» Data for this exercise:
PR #1270, opened 2022-05-19
Added online version of autoprefixer

rahulkumarsingh73690:
Added online version of Autoprefixer (Featured on mozilla). So users can instantly use it without installing it.


julien-deramond:
Thanks @rahulkumarsingh73690 . We are a fork of Bootstrap so we'll stick with their decision in https://github.com/twbs/bootstrap/pull/36393.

» Your task: Restate every entry above word for word.

» Answer to the problem:
PR #1270, opened 2022-05-19
Added online version of autoprefixer

rahulkumarsingh73690:
Added online version of Autoprefixer (Featured on mozilla). So users can instantly use it without installing it.


julien-deramond:
Thanks @rahulkumarsingh73690 . We are a fork of Bootstrap so we'll stick with their decision in https://github.com/twbs/bootstrap/pull/36393.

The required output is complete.